### Action item:
One number is the whole answer: the tally of lines in the records that include the word "parses".

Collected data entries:
*** Begin section ***
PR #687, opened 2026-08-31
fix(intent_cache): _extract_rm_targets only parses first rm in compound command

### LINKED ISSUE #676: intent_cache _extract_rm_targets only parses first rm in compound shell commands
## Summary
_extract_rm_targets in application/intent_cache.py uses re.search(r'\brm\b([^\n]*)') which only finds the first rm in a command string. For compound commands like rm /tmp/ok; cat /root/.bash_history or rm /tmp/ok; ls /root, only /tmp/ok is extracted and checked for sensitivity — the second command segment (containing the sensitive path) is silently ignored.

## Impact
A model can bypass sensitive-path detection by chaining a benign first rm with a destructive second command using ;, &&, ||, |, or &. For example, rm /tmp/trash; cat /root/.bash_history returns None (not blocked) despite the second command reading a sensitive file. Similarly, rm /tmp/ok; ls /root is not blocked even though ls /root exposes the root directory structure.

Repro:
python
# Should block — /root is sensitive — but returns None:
*** End section ***
### Result for this exercise:
2